Sub-damped Lyman alpha systems in the XQ-100 survey II -- Chemical evolution at 2.4<z<4.3

TL;DR

This study analyzes 155 sub-damped Lyman alpha systems at redshifts 2.4 to 4.3 to understand their role in cosmic chemical evolution, revealing they are generally more metal-poor than DLAs when ionization effects are considered.

Contribution

First comprehensive metallicity analysis of subDLAs over 2.4<z<4.3 using ionization corrections with MCMC and Cloudy models, highlighting their chemical evolution and relation to DLAs.

Findings

SubDLAs are more metal-poor than DLAs after ionization correction.

Gas-phase [Si/Fe] in subDLAs is similar to DLAs, indicating comparable dust depletion.

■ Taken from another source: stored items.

PR #430, opened 2020-05-05
[core] Ignore HubInstrumentedTest#multiplePublications

jamesonwilliams:
This test is flakey, and frequently fails. Further effort will be
required to determine a root cause. Meanwhile, we would like to bulid a
consistent baseline of passing tests, from which we can build.

### DIFF
--- a/core/src/androidTest/java/com/amplifyframework/hub/HubInstrumentedTest.java
+++ b/core/src/androidTest/java/com/amplifyframework/hub/HubInstrumentedTest.java
@@ -25,6 +25,7 @@ import com.amplifyframework.logging.Logger;
 
 import com.amazonaws.amplify.core.test.R;
 import org.junit.BeforeClass;
+import org.junit.Ignore;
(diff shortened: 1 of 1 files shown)


core/src/androidTest/java/com/amplifyframework/hub/HubInstrumentedTest.java
```diff
@@ -140,6 +141,7 @@ public void noSubscriptionReceivedAfterUnsubscribe() throws InterruptedException
      * @throws InterruptedException when waiting for CountDownLatch to
      *                              meet the desired condition is interrupted.
      */
+    @Ignore("This test doest not pass reliably and warrants further investigration.")
```
jpignata, line 144: Small typo!

jamesonwilliams: Fixed, thanks!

[C/O] remains solar across metallicities, suggesting carbon-rich ejecta in circumgalactic environments.

Abstract

We present the measured gas-phase metal column densities in 155 sub-damped Lyman alpha systems (subDLAs) with the aim to investigate the contribution of subDLAs to the chemical evolution of the Universe. The sample was identified within the absorber-blind XQ-100 quasar spectroscopic survey over the redshift range 2.4<=z<=4.3. Using all available column densities of the ionic species investigated (mainly CIV, SiII, MgII, SiIV, AlII, FeII, CII, and OI; in order of decreasing detection frequency), we estimate the ionization-corrected gas-phase metallicity of each system using Markov Chain Monte Carlo techniques to explore a large grid of Cloudy ionization models. Without accounting for ionization and dust depletion effects, we find that the HI-weighted gas-phase metallicity evolution of subDLAs are consistent with damped Lyman alpha systems (DLAs). When ionization corrections are included, subDLAs are systematically more metal-poor than DLAs (between ~0.5 sigma and ~3 sigma significance) by up to ~1.0 dex over the redshift range 3<=z<=4.3. The correlation of gas-phase [Si/Fe] with metallicity in subDLAs appears to be consistent with that of DLAs, suggesting that the two classes of absorbers have a similar relative dust depletion pattern. As previously seen for Lyman limit systems, the gas-phase [C/O] in subDLAs remains constantly solar for all metallicities indicating that both subDLAs and Lyman limit systems could trace carbon-rich ejecta, potentially in circumgalactic environments.